**Data excerpts**:
--- --- ---

PR #82, opened 2020-01-17
During recovery existing allocations should inherits queue name from the application

yangwwei:
When placement rule is enabled, job/task's queue name may or may not equal to queueName in pod's spec. For both fresh start and recovery case, we should enforce following rules
- app queue name is determined by the Placement Rule Manager
- task queue name is inherited from app

this way we can handle targetting queue consistently. Otherwise, we saw some failures like:

2020-01-17T19:10:40.329Z WARN cache/cluster_info.go:338 Failure while adding new node, node rejected with error queue does not exist or is not a leaf queue root.default

causing recovery timeout.


yangwwei:
The fix has a UT attached to reproduce the issue. @wilfred-s , please help to review this fix.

--- --- ---

**Description of the task**: Nothing is wanted except the number of lines in the entries above that include the word "recovery".

**Completed task**: 3